* YOUR OBJECTIVE *
Tally the lines below that include "functionality" and give only the total.

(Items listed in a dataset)
PR #1083, opened 2020-12-01
feat: support Show Features in Places tab

bradh:
We previously supported this on the Layer view, but not in Places.

Implementation is closely modeled off Layer approach, but uses a different metric key.

image

### DIFF
--- a/src/os/metrics/metricskeys.js
+++ b/src/os/metrics/metricskeys.js
@@ -363,6 +363,7 @@ os.metrics.Places = {
   SAVE_TO: 'places.contextMenu.saveTo',
   EXPORT_CONTEXT: 'places.contextMenu.export',
   QUICK_ADD_PLACES: 'places.quickAdd',
+  FEATURE_LIST: 'places.featureList',
   REMOVE_PLACE: 'places.removePlace',
   REMOVE_ALL: 'places.removeAll'
 };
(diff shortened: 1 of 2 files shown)


schmidtk (approved):
Looks good, thanks!

One question - do we want to show the option if a place is selected, or just folders as implemented? I don't have a preference either way, just curious on your thoughts.

bradh:
> One question - do we want to show the option if a place is selected, or just folders as implemented? I don't have a preference either way, just curious on your thoughts.

I thought about whether it was an "any node" thing, and decided that if you have a place selected, then its probably more appropriate to just show Feature Info for that place. The alternative view is that the functionality might be more discoverable if it happened on every feature (although the context menu is already pretty full, so maybe not). 

I don't feel very strongly about it either way though, so happy to adapt as required.

schmidtk:
That makes sense, thanks! My inclination was that right-clicking a folder would only show features under that folder, but I don't think we have the plumbing to do that currently. We do this for the Export Places menu option, to allow exporting only part of the tree. Could be a useful future addition.

bradh:
Does the 'have the plumbing to do that' relate to there being no equivalent to `os.ui.launchFeatureList(source)` for a folder node?

I can add a ticket with that, if useful. Not sure when I'll have time, but that functionality could be useful to me in the future.

schmidtk:
Yes, that UI is based on the `sourcegrid` directive which interacts with a vector source. We would either need to filter the data, or change the backing model to work with a node. Or something smarter than those two suggestions.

* SOLUTION FOR THIS PROBLEM *
2